TASK OBJECTIVE ::
Copy nothing before the line containing "PR #204, opened 2021-08-01". Reproduce that line and all that follow, exactly, through the end of the records.

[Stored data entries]
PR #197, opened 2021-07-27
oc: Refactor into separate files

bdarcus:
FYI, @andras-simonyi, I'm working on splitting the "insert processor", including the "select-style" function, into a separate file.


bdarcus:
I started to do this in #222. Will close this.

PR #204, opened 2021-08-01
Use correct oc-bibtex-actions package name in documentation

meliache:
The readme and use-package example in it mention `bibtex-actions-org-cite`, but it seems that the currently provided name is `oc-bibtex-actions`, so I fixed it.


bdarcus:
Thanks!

EXPECTED OUTPUT ::
PR #204, opened 2021-08-01
Use correct oc-bibtex-actions package name in documentation

meliache:
The readme and use-package example in it mention `bibtex-actions-org-cite`, but it seems that the currently provided name is `oc-bibtex-actions`, so I fixed it.


bdarcus:
Thanks!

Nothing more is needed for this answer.